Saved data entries
··········
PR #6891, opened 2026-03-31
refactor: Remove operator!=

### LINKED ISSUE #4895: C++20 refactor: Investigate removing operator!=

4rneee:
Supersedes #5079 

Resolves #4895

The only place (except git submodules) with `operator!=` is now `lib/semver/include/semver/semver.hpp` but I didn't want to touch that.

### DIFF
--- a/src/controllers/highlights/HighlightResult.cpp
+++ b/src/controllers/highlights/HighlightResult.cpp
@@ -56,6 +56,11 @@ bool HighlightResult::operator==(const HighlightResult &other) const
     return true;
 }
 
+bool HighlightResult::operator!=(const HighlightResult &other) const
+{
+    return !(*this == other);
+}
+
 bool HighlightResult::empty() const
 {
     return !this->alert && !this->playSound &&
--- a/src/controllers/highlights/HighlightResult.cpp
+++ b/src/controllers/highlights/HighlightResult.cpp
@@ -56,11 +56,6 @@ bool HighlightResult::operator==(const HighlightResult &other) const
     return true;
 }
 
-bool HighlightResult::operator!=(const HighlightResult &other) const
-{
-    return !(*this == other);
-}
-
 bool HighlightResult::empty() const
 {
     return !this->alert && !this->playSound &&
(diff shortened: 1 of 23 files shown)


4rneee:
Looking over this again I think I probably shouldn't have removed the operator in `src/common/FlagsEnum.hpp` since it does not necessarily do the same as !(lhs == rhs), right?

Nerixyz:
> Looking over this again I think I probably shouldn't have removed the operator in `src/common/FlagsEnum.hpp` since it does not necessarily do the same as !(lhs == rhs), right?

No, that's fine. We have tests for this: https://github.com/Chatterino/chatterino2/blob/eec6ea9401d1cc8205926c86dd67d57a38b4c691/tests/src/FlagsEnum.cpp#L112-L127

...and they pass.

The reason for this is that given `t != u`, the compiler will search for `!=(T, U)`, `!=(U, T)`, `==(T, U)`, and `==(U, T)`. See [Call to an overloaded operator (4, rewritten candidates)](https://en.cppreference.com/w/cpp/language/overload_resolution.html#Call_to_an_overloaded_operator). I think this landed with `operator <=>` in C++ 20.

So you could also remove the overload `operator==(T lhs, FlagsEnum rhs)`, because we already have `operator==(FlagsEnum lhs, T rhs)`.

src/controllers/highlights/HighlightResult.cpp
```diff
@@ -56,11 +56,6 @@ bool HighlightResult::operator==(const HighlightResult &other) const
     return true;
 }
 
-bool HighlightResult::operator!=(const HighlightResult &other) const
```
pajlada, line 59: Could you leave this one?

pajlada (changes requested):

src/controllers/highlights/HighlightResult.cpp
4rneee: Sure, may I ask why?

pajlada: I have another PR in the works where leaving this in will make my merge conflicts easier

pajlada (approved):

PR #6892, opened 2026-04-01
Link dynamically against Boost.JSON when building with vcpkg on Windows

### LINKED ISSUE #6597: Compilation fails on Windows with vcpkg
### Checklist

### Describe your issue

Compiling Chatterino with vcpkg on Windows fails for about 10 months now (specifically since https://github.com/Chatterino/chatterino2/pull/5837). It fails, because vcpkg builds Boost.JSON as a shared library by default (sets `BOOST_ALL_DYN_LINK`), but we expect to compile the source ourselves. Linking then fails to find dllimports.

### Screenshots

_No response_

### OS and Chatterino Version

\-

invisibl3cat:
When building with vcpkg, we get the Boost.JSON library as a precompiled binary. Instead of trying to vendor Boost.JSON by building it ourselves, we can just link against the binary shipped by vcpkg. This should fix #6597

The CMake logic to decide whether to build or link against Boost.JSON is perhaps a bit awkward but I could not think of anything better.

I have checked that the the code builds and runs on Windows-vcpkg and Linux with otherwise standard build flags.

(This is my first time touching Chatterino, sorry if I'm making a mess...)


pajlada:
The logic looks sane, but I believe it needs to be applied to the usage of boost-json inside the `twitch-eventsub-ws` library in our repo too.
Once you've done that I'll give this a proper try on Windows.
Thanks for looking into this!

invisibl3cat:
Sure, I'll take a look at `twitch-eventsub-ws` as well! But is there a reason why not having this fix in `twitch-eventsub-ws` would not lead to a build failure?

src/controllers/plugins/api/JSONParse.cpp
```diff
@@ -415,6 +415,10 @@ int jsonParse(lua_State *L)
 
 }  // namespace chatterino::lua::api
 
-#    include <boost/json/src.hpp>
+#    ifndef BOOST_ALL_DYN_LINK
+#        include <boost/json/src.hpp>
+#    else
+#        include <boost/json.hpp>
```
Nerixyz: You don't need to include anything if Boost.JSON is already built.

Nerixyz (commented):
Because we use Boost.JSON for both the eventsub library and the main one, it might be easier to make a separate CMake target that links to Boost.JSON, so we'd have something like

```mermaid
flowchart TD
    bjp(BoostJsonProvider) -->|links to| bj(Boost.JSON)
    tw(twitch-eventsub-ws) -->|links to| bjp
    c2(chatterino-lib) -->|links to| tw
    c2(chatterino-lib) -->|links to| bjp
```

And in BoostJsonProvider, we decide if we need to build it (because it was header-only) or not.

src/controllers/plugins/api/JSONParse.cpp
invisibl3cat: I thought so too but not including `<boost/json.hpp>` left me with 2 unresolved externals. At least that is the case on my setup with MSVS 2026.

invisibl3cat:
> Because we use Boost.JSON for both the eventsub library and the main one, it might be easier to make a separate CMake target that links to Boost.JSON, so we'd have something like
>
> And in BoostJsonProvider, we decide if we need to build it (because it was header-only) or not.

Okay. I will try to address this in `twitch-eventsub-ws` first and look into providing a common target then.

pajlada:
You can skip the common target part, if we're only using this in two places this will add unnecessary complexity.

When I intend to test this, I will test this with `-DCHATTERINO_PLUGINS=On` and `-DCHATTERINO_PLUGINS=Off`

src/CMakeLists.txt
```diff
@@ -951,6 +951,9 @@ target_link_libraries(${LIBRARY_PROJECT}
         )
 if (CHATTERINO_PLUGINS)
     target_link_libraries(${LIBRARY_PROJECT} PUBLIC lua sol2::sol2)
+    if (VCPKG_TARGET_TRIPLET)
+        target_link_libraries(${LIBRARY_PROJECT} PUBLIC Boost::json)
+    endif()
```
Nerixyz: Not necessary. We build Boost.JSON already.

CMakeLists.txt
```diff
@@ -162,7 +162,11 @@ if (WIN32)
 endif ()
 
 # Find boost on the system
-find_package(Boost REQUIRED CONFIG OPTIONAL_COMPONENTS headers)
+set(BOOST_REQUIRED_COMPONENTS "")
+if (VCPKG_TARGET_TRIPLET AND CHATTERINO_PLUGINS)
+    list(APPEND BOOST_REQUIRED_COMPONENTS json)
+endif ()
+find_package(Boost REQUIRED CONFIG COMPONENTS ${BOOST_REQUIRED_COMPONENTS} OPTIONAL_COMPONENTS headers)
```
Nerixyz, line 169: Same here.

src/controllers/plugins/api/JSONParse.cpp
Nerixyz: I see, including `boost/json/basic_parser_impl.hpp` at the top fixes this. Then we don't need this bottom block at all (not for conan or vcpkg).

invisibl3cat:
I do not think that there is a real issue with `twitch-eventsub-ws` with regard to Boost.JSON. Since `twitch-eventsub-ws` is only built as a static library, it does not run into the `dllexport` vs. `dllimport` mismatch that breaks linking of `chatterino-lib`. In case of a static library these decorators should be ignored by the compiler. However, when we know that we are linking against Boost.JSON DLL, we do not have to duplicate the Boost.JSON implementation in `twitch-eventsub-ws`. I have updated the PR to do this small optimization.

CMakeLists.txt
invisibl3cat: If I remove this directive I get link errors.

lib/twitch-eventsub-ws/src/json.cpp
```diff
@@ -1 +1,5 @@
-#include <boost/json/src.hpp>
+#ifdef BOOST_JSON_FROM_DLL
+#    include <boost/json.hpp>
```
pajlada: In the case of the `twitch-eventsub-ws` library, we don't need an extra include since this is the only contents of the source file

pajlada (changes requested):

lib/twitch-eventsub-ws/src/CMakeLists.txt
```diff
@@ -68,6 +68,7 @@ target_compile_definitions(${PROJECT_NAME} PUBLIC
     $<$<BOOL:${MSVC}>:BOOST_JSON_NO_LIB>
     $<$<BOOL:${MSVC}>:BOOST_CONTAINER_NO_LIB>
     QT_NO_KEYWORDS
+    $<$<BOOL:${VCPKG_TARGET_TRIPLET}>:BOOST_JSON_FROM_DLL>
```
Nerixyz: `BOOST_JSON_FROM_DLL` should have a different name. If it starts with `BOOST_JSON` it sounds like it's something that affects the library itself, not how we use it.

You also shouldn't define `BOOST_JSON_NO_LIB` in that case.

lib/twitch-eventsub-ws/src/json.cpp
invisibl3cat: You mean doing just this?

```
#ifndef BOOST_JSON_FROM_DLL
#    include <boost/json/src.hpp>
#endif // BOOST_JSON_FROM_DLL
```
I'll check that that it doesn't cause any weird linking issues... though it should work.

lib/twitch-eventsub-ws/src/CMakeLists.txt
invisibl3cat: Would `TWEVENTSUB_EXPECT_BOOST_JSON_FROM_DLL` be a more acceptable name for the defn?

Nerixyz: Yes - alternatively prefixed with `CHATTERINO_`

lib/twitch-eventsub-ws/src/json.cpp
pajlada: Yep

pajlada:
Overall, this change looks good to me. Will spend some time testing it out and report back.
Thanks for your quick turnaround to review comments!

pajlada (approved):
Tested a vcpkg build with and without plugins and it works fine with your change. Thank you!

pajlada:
··········
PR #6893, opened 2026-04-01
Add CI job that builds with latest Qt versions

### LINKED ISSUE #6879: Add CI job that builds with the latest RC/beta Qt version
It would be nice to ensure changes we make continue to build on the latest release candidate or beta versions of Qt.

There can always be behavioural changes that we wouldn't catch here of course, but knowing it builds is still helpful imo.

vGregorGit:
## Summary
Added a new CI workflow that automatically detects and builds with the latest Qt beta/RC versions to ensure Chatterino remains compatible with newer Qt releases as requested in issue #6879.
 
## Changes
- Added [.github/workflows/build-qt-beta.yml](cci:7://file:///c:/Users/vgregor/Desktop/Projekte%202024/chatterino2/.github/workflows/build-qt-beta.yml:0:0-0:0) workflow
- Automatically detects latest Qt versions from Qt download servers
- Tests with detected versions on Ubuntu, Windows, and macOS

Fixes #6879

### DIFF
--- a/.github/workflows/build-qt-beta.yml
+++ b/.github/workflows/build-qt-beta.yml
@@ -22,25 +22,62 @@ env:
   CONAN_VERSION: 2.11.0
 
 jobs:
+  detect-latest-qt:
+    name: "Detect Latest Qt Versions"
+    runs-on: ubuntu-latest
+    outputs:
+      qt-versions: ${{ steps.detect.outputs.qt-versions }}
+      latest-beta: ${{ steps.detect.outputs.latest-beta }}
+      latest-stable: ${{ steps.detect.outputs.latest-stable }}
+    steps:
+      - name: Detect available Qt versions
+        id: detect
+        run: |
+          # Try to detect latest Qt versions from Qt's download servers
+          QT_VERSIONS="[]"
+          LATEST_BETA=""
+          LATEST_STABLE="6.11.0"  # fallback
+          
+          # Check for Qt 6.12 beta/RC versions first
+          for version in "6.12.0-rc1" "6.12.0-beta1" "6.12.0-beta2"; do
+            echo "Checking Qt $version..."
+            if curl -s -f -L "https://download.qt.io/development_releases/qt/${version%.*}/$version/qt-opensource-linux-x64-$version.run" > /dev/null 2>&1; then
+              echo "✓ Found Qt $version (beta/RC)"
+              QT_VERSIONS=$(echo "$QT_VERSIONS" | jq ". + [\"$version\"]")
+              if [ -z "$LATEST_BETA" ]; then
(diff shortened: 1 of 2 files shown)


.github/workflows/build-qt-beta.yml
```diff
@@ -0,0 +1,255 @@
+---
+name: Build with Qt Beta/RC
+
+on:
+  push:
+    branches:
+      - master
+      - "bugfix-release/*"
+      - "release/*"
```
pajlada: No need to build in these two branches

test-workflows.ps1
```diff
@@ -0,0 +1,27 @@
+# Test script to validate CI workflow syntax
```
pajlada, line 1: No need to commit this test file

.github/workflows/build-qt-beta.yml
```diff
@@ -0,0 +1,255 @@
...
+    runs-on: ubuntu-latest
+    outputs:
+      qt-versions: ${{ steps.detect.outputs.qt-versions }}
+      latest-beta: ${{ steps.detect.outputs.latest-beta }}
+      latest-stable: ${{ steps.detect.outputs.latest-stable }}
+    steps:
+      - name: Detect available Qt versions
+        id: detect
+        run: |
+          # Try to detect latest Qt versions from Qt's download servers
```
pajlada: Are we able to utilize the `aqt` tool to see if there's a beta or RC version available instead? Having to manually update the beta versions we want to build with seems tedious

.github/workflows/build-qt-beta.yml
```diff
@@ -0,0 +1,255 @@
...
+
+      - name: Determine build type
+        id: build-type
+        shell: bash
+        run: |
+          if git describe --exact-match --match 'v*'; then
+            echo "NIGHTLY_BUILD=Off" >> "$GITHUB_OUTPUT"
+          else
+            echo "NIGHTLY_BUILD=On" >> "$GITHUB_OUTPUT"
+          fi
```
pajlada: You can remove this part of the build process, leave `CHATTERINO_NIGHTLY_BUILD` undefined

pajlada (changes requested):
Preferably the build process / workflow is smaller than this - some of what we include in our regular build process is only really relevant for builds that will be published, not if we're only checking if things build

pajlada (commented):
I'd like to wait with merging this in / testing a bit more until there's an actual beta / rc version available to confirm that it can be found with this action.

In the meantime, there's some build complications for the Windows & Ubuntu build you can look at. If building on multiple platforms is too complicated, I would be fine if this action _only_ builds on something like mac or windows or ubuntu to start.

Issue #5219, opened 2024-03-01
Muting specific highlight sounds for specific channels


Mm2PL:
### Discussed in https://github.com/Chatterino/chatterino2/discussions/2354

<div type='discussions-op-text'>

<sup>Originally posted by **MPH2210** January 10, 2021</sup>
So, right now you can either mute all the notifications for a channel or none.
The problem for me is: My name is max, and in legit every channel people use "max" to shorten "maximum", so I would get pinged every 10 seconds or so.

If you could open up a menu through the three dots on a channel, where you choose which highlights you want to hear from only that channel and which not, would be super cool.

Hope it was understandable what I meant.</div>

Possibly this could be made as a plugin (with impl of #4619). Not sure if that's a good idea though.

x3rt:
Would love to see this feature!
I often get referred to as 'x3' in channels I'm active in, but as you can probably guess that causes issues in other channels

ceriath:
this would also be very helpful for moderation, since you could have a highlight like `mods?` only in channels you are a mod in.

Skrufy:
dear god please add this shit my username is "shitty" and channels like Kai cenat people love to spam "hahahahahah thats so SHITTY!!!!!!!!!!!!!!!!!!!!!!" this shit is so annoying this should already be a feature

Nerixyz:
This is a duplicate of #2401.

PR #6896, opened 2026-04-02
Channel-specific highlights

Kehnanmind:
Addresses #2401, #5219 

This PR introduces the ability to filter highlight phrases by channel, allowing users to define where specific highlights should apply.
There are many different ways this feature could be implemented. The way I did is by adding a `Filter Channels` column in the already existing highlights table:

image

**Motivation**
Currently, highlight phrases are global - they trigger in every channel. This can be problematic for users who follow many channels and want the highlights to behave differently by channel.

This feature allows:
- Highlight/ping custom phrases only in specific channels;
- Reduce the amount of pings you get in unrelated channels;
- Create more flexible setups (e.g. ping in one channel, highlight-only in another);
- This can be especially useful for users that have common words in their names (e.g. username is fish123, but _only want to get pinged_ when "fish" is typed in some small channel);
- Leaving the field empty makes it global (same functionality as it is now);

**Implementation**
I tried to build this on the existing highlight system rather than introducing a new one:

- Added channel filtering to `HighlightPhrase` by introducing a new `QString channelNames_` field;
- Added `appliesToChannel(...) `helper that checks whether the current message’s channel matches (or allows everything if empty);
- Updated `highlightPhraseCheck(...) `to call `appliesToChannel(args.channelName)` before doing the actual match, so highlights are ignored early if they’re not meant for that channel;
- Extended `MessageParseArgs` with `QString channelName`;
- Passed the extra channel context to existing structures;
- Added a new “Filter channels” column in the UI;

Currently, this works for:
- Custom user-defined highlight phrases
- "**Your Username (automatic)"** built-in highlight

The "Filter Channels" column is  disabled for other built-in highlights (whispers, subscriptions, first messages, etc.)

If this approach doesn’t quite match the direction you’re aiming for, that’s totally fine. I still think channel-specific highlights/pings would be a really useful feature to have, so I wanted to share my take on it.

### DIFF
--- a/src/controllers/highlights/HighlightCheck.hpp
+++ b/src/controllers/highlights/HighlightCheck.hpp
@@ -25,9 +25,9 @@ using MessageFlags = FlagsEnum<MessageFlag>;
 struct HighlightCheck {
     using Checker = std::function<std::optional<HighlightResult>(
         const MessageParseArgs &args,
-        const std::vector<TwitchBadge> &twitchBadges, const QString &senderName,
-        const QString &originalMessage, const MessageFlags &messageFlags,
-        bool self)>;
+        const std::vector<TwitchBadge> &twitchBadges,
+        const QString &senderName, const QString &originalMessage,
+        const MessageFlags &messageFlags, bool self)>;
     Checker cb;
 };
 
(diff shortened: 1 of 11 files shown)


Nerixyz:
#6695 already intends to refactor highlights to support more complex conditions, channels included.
··········
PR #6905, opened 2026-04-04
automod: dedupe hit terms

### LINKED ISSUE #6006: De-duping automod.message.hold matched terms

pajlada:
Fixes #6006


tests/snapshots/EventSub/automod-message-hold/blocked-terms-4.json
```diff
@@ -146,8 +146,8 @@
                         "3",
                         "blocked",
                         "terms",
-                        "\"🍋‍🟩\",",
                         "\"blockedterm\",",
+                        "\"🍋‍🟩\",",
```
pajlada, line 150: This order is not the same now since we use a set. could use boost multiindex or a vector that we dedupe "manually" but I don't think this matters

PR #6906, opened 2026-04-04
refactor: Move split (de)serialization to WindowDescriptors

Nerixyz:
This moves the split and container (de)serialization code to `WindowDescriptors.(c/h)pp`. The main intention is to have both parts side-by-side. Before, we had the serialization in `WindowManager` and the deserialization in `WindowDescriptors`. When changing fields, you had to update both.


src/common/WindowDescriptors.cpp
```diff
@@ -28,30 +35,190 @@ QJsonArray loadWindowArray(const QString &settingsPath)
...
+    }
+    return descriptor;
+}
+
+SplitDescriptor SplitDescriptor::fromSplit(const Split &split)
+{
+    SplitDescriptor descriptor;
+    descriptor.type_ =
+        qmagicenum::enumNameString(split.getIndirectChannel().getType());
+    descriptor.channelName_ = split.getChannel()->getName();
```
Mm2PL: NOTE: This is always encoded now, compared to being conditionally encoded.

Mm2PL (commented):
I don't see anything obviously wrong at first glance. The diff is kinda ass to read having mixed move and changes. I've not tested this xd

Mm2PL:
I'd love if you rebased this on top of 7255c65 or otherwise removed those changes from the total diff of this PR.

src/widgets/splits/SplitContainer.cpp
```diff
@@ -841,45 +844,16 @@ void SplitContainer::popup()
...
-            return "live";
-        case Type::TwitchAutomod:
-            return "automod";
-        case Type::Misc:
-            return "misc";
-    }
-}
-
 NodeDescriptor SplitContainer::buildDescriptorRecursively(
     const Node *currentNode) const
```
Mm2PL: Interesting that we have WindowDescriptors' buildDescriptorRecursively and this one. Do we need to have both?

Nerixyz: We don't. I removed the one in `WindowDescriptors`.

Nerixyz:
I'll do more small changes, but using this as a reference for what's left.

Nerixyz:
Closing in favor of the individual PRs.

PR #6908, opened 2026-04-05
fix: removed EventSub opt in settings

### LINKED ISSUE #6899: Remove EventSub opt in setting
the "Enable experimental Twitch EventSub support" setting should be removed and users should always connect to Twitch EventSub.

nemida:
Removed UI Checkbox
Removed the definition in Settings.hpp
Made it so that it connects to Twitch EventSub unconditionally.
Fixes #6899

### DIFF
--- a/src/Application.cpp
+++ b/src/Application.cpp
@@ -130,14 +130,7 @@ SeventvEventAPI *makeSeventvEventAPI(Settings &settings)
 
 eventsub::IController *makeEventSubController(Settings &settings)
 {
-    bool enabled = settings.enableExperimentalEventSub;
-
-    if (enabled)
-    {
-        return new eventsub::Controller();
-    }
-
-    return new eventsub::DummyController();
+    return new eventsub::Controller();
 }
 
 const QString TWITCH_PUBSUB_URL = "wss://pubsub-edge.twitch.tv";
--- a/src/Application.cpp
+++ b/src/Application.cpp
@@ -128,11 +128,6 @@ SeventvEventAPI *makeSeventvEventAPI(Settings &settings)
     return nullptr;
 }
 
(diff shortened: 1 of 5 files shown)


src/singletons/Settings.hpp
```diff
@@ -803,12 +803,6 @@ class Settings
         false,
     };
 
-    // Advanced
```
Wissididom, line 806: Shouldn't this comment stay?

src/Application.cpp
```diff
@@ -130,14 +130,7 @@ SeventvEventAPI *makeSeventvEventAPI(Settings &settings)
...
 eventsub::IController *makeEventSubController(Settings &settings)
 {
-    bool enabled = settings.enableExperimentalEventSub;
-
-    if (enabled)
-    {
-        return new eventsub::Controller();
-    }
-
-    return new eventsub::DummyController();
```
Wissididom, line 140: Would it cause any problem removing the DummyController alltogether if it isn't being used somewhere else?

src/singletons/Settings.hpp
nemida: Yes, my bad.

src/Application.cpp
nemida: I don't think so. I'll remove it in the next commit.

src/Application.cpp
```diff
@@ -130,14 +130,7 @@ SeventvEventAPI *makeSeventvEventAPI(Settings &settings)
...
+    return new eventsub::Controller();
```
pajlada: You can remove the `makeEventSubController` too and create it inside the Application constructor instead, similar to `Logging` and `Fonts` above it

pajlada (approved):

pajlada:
··········
**To do:** In the records above, collect each line with "ourselves".

**Response to the exercise:**
Compiling Chatterino with vcpkg on Windows fails for about 10 months now (specifically since https://github.com/Chatterino/chatterino2/pull/5837). It fails, because vcpkg builds Boost.JSON as a shared library by default (sets `BOOST_ALL_DYN_LINK`), but we expect to compile the source ourselves. Linking then fails to find dllimports.
When building with vcpkg, we get the Boost.JSON library as a precompiled binary. Instead of trying to vendor Boost.JSON by building it ourselves, we can just link against the binary shipped by vcpkg. This should fix #6597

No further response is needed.